▶ _Brief_: Every line with the string "want" must be copied from the entries below.

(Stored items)
[Start of section]
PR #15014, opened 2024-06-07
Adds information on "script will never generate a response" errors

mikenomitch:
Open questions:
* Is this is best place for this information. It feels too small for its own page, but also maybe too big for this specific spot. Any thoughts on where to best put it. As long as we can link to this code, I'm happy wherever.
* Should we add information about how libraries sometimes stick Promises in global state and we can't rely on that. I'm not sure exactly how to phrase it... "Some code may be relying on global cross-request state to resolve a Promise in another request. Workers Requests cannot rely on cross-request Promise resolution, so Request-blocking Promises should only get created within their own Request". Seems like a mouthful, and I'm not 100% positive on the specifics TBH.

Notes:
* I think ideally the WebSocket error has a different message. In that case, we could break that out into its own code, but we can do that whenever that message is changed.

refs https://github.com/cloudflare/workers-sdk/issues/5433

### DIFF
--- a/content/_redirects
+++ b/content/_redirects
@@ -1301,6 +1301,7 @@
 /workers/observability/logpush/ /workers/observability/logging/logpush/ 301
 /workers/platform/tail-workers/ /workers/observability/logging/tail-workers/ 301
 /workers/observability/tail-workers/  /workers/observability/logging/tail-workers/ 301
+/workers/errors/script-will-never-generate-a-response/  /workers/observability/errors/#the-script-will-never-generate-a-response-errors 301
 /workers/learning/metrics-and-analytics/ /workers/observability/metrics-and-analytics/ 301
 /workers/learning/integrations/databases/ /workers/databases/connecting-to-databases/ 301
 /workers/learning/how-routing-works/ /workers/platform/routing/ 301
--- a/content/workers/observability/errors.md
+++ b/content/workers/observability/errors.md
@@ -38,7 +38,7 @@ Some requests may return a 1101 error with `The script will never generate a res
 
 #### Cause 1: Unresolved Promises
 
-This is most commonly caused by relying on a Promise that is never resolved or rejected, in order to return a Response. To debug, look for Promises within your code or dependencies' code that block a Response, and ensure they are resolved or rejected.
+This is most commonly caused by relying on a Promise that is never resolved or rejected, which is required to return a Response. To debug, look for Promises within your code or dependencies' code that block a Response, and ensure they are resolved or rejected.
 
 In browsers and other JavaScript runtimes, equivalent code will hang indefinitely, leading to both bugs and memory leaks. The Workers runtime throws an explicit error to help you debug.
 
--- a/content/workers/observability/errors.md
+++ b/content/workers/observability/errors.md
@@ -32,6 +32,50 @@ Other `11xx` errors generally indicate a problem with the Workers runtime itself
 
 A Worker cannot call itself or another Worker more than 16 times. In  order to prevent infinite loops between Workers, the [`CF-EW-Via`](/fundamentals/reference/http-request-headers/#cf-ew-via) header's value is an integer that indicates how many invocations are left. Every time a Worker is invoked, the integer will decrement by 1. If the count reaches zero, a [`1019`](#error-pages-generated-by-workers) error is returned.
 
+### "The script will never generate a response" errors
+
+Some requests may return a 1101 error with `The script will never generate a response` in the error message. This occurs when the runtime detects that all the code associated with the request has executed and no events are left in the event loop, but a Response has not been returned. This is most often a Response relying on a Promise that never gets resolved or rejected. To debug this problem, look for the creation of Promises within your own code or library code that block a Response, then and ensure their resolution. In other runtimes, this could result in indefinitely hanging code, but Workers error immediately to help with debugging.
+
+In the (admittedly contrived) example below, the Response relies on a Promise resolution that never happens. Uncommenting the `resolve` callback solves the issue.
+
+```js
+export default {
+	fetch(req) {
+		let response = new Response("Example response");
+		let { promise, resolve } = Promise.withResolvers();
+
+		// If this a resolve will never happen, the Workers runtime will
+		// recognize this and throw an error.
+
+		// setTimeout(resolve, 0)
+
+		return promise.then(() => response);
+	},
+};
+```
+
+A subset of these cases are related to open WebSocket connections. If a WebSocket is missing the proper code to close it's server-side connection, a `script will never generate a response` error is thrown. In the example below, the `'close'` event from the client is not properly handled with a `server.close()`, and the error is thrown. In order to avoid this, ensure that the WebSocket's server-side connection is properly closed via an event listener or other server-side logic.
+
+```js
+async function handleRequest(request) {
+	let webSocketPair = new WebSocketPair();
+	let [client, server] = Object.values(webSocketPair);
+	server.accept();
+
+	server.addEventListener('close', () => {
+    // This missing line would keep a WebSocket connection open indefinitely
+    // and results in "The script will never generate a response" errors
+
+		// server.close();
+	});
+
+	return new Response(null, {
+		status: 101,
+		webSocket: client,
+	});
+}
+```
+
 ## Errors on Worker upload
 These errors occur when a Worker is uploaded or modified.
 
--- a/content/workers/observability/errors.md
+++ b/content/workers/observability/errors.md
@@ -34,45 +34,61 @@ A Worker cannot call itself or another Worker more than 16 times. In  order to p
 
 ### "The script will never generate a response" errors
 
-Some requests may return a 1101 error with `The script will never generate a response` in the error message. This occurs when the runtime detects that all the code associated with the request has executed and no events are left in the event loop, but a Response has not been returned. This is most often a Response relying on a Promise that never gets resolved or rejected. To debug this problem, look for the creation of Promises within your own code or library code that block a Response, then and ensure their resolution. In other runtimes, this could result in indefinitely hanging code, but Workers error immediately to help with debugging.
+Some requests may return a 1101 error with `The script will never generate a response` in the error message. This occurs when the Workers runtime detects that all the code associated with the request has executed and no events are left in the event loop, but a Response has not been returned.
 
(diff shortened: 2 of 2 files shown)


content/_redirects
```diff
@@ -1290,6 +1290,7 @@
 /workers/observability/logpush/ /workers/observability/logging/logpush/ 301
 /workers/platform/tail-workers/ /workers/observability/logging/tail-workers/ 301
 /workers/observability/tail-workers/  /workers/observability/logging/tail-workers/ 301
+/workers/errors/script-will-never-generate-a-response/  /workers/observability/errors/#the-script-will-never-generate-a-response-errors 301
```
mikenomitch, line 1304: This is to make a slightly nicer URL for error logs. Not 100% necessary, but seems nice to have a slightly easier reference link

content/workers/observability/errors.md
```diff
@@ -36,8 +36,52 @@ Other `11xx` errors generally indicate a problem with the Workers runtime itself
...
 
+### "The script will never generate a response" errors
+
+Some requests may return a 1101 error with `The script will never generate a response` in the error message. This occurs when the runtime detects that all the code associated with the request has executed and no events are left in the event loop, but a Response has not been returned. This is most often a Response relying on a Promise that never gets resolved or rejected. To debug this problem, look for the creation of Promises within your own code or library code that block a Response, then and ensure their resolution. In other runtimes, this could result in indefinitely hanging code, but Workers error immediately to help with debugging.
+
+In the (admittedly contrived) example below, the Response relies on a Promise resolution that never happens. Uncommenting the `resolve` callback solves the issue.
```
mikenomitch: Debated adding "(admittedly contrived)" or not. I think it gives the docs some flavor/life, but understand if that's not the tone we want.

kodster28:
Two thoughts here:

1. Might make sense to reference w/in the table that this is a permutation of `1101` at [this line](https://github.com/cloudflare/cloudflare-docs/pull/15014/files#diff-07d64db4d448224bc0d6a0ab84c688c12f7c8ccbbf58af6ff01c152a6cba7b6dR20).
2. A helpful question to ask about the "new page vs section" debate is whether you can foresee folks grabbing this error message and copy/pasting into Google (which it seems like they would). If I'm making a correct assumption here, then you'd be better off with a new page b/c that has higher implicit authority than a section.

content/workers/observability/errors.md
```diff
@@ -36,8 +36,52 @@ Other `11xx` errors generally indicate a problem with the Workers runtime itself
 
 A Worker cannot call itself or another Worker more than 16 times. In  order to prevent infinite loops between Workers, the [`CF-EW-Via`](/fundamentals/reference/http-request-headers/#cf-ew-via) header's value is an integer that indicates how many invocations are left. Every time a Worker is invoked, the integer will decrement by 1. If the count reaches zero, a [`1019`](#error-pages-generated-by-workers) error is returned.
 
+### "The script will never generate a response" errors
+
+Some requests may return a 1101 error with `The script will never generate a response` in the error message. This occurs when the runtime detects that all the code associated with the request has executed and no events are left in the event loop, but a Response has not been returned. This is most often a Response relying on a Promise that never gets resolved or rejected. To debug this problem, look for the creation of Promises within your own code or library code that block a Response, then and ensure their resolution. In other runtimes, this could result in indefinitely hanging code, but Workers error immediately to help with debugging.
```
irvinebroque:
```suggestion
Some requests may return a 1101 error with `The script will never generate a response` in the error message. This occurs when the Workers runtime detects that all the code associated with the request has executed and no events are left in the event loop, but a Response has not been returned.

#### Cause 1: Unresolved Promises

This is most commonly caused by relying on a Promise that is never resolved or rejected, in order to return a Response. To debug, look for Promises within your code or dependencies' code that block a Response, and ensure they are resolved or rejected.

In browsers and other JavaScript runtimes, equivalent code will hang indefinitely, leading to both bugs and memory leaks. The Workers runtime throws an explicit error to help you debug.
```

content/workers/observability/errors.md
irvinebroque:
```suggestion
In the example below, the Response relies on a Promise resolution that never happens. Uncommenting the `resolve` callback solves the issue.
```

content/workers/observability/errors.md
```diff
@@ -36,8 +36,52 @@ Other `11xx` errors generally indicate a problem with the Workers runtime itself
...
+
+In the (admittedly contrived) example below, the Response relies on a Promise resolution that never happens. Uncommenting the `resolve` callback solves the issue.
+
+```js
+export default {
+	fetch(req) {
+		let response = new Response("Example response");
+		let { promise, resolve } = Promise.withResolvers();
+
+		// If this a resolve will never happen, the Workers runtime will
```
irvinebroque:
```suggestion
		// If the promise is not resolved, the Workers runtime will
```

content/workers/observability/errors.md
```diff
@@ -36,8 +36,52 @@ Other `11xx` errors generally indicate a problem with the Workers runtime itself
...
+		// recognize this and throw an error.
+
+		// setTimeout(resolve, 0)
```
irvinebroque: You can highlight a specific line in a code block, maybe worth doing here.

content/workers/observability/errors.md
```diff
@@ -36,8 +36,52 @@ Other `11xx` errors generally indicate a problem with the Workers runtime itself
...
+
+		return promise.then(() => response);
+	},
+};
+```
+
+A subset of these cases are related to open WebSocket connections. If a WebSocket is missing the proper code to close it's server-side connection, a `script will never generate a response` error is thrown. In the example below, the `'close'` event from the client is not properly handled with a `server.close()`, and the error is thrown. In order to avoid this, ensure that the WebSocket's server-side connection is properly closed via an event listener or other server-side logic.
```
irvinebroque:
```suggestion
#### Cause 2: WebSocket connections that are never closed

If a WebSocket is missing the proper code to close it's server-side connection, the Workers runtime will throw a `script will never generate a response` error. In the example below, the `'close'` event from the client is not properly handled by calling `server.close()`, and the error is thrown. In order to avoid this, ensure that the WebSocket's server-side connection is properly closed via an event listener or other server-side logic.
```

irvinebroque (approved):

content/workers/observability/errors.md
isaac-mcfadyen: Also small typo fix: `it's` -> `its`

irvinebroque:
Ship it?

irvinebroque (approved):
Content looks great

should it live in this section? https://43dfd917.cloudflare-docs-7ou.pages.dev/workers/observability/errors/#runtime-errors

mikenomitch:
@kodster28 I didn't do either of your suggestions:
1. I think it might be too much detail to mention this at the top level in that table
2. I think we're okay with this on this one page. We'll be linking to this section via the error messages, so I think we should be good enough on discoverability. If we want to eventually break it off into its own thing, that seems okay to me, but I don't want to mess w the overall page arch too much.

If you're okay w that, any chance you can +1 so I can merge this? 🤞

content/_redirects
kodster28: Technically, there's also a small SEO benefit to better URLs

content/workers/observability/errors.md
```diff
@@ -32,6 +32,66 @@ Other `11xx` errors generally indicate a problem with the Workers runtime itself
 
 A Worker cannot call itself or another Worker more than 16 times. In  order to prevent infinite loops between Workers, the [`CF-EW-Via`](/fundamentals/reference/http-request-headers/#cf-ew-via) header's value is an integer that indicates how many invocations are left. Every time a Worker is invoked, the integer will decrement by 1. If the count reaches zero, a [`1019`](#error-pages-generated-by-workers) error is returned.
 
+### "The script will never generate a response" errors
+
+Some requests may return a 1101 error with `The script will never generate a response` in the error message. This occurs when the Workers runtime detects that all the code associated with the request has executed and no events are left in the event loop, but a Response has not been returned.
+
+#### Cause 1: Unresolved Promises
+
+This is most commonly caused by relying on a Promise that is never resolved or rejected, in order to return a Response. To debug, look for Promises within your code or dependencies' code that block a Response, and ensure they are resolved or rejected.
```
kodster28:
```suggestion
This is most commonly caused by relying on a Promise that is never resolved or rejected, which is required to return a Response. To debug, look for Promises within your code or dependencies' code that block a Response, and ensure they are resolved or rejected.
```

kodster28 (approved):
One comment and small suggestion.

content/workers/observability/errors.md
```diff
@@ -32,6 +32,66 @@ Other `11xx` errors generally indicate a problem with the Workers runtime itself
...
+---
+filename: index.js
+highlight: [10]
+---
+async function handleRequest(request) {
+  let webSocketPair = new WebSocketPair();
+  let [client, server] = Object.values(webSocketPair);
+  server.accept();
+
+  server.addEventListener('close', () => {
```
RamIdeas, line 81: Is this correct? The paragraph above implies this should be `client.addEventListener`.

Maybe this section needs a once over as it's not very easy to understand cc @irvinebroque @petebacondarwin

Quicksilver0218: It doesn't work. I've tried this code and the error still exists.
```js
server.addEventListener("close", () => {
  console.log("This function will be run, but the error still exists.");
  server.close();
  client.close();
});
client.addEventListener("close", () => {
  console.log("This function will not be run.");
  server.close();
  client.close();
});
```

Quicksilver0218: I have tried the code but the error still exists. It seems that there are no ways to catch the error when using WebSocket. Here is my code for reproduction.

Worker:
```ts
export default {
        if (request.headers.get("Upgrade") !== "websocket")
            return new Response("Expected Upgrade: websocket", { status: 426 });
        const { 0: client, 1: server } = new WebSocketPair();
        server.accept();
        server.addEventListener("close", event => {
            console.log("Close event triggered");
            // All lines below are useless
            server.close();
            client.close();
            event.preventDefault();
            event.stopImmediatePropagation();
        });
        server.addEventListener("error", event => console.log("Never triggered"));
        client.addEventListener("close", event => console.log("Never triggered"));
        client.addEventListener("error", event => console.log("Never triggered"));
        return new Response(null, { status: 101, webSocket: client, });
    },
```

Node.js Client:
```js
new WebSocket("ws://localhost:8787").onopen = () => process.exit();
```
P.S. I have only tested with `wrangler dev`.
[End of section]
▶ _Your response_:
mikenomitch: Debated adding "(admittedly contrived)" or not. I think it gives the docs some flavor/life, but understand if that's not the tone we want.
2. I think we're okay with this on this one page. We'll be linking to this section via the error messages, so I think we should be good enough on discoverability. If we want to eventually break it off into its own thing, that seems okay to me, but I don't want to mess w the overall page arch too much.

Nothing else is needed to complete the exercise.